PR #847, opened 2026-02-03
WD-33303 add countdown for resend code in verification flow

abhigyanghosh30:
Done:
- Added a timeout to the resend code button
- Also added a few error notifications

QA:
Setup the repo according to the doc: https://docs.google.com/document/d/15PrLDpaERf7FmyHwZl4GlFLPIxaX2zF2rKENxCcKgNU/edit?tab=t.0

- Visit /ui/verification
- Enter your email
- Enter a fake code
    - Should show an error
- Try to resend code
    - Should resend the code
    - Should disable the link with a 60s timer
- Visit localhost:4436 to get the correct code
- Enter the correct code
    - Should succeed

### DIFF
--- a/ui/components/CountDownText.tsx
+++ b/ui/components/CountDownText.tsx
@@ -1,0 +1,43 @@
+import React, { useState, useEffect } from "react";
+import { Notification } from "@canonical/react-components";
+
+const CountDownText = ({
+  wrapperText = "",
+  initialSeconds = 10,
+}: {
+  wrapperText?: string;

◆ Required work:
Compute the number of lines in the records that contain the string "correct", and return that number alone.

◆ Exercise response:
2